I think I'll try this. Here in Oklahoma, the question is usually "Where do you go to church?" instead of anything about god.
Being a nurse, we spend a lot of time with our patients. I live in a very bible belt area. I am very scared of telling patients that I am a non believer. I mean not even all of my co-workers know. What I usually try to do is just avoid the question by stating that religion must be important to you or by stating that I was raised episcopalian. This way I am not lying and I am not alienating the patient. It usually works and if they want more I can always offer to get the chaplain for them. It really bothers me that 80% of patients want their health care providers to pray with them. I can't offer that. I can be open minded to all the different religions. I could care less if somebody is a muslim, jehovah witness or buddhist but I can not pray with my patients. I believe it is a waste of time and I could be doing so much more.
When I was in the hospital having my first baby I told them none for religious preference and after my daughter was born the chaplain still came into my room to ask if I wanted a blessing for her.
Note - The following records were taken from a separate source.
PR #1658, opened 2024-08-08
Rework vulkan optimizer

bartosz-muszarski-arm:
Current implementation does not allow to implement different kind of optimizations in a modular and scalable way.
This commit established base infrastructure allowing implementation of modules that can process vulkan calls and apply modifications to them.
Gfxrecon-optimize for vulkan uses 2 pass approach:
* first pass to generate optimization data 
* second pass to generate modified trace
Modifications are performed in predefined order for each call separately.
Each modifier is given a pointer to same modifiable parameter buffer, a method to insert new calls before current call and a flag to request removal of current call from trace.

### DIFF
--- a/framework/decode/vulkan_example_modifier.h
+++ b/framework/decode/vulkan_example_modifier.h
@@ -1,22 +1,190 @@
+/*
+** Copyright (c) 2024 LunarG, Inc.
+** Copyright (c) 2024 Arm Limited and/or its affiliates <open-source-office@arm.com>
+**
+** Permission is hereby granted, free of charge, to any person obtaining a
+** copy of this software and associated documentation files (the "Software"),
+** to deal in the Software without restriction, including without limitation
+** the rights to use, copy, modify, merge, publish, distribute, sublicense,
+** and/or sell copies of the Software, and to permit persons to whom the
+** Software is furnished to do so, subject to the following conditions:
+**
+** The above copyright notice and this permission notice shall be included in
+** all copies or substantial portions of the Software.
+**
+** THE SOFTWARE IS PROVIDED "AS IS", WITHOUT WARRANTY OF ANY KIND, EXPRESS OR
+** IMPLIED, INCLUDING BUT NOT LIMITED TO THE WARRANTIES OF MERCHANTABILITY,
+** FITNESS FOR A PARTICULAR PURPOSE AND NONINFRINGEMENT. IN NO EVENT SHALL THE
+** AUTHORS OR COPYRIGHT HOLDERS BE LIABLE FOR ANY CLAIM, DAMAGES OR OTHER
+** LIABILITY, WHETHER IN AN ACTION OF CONTRACT, TORT OR OTHERWISE, ARISING
+** FROM, OUT OF OR IN CONNECTION WITH THE SOFTWARE OR THE USE OR OTHER
+** DEALINGS IN THE SOFTWARE.
+*/
+
 #ifndef GFXRECON_DECODE_VULKAN_EXAMPLE_MODIFIER_H
 #define GFXRECON_DECODE_VULKAN_EXAMPLE_MODIFIER_H
 
-#include "decode/referenced_resource_table.h"
-#include "generated/generated_vulkan_consumer.h"
 #include "util/defines.h"
 #include "util/vulkan_modifier_base.h"
-
+#include "encode/struct_pointer_encoder.h"
 #include "vulkan/vulkan.h"
 
 GFXRECON_BEGIN_NAMESPACE(gfxrecon)
 GFXRECON_BEGIN_NAMESPACE(decode)
 
+// Example usage of VulkanModifier to add, modify and remove calls from trace.
+// This is just for demonstration purposes.
+// This modifier will use vkSetDebugUtilsObjectNameEXT call to name all compacted copies of
+// other acceleration structures. Performs several operaions:
+// 1. Adds vkSetDebugUtilsObjectNameEXT calls after relevant vkCreateAccelerationStructureKHR
+// 2. Removes existing vkSetDebugUtilsObjectNameEXT calls for objects marked in step 1.
+// 3. Modifies VkCreateInstance call to include VK_EXT_debug_utils in enabled extension list
+// To test this example you need any trace that performs an acceleration structure copy with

I politely told the chaplain that I did not believe in that and did not feel it necessary for my child. It bothers me that the chaplain gets a copy of patients and why they are there. I feel this is a violation of HIPAA. When I have my son in December I am going to be explicit about my non theism and request that the chaplain not even see my chart much less enter my room. I already have to deal with mine and my husbands families when it comes to religion, I shouldn't have to deal with paid strangers as well.
I think the health care industry has done a good job,maybe too good, in making believers feel welcomed but it hasn't done a good job for those of us who are non theists.
I'm so glad to see fellow atheists dealing with the care of patients.  I'm a nursing student, and it took a lot of time for me to reconcile my lack of faith with the nursing profession.  I don't like the idea of lying.  I figured I would try to cop out of the situation by saying that I was raised Catholic.  I like the idea of sidestepping the issue though, like Jean Marie said.  After all, it seems most people want to talk about themselves anyway!  I'm glad that I live in a pretty liberal area of the Canada.  Negative correlation between fundies and snow? Hmm....
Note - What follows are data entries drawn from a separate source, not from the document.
PR #1660, opened 2024-08-12
State files

panos-lunarg:


USAGE_android.md
```diff
@@ -306,6 +306,9 @@ option values.
...
+| Use asset file                                 | debug.gfxrecon.capture_android_dump_assets                         | BOOL    | Setting this triggers a dump of all assets into the asset file. Since android options cannot be set by the layer, dumping is done whenever this option switches between from `false` to `true` or from `true` to `false`. Default is: `false`                                                                                                                                                                                                                                                                                                                                                                                                                                                                                                                                     |
```
csteinberg-samsung, line 310: should this be "Dump asset file" instead of "Use asset file"?

csteinberg-samsung: I also wonder if this should only trigger on the false -> true setting?

USAGE_desktop_Vulkan.md
```diff
@@ -261,7 +261,9 @@ option values.
...
+| Use asset file                                 | GFXRECON_CAPTURE_USE_ASSET_FILE                         | BOOL    | When set to `true` assets (images, buffers and descriptors) will be stored separately into an asset file instead of the capture file.                                                                                                                                                                                                                                                                                                                                                                                                                                                              |
```
csteinberg-samsung, line 265: wouldn't desktop also benefit from a dump asset file trigger like android has?

framework/encode/custom_vulkan_api_call_encoders.cpp
```diff
@@ -403,6 +403,12 @@ VKAPI_ATTR uint64_t VKAPI_CALL GetBlockIndexGFXR()
     return manager->GetBlockIndex();
 }
 
+VKAPI_ATTR void VKAPI_CALL WriteAssetsGFXR()
```
csteinberg-samsung, line 406: I believe you mentioned during our sync meeting that there was a private API that our layer could trigger to force an asset dump outside of a capture trigger, is this that function?

w-pearson: Based on 87ce6507840794d59ded9fac887ae8e399327096, I'm pretty sure it is.

USAGE_desktop_Vulkan.md
w-pearson: I'm pretty sure that doesn't make sense, for the same reason `capture_android_trigger` doesn't exist on desktop - you can't modify environment variables at runtime (but android properties can be modified at runtime). Though a hotkey on desktop would make more sense.

USAGE_android.md
panos-lunarg: > should this be "Dump asset file" instead of "Use asset file"?

Right, copy paste mistake

> I also wonder if this should only trigger on the false -> true setting?

Initially that was my idea too but then I realized that this is problematic. If an asset dump is triggered by the android property, once the assets are dumped the property must be transitioned to false, otherwise it will keep dumping every frame. The option needs to be cleared by the application but, at least as far as I can tell, android apps do not have permission to do that.

framework/encode/custom_vulkan_api_call_encoders.cpp
panos-lunarg: Yes, `WriteAssetsGFXR` is exposed just like `GetBlockIndexGFXR` ( https://github.com/LunarG/gfxreconstruct/commit/87ce6507840794d59ded9fac887ae8e399327096#diff-4cd2c76addccf755b343693d32cb024f7b90d9d4d2fd2ecc7d997921ee1c533bL35 ) that you use in the perfetto layer and in the same fashion should it should be discoverable through the vulkan loader (I haven't tested it but crossing fingers that it should work)

panos-lunarg: Realized that the naming I used was very inconsistent. Changed it to 
`{ "DumpAssetsGFXR", reinterpret_cast<PFN_vkVoidFunction>(encode::DumpAssetsGFXR) }`
Function should now be discoverable through the Vulkan loader by `vkGetInstanceProcAddr([instance], "DumpAssetsGFXR");`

I am an Occupational Therapist in a NC nursing home. I have had on two different occasions patients ask me directly, "Do you believe in God?"

I told them both no and the conversation progressed in a very civil manner.

It is very difficult for me to keep my mouth shut when someone keeps going on and on about God and why he lets people suffer so, and how He gives us everything we have....etc, etc.

Hey Erik

I have gotten this question multiple times as well. Also been asked to pray with patients. 

My answer has always been the same. I am not a believer but i respect your beliefs. Thats all i say and i refuse to take part in a prayer of anykind only because it would be disingenuous to do so.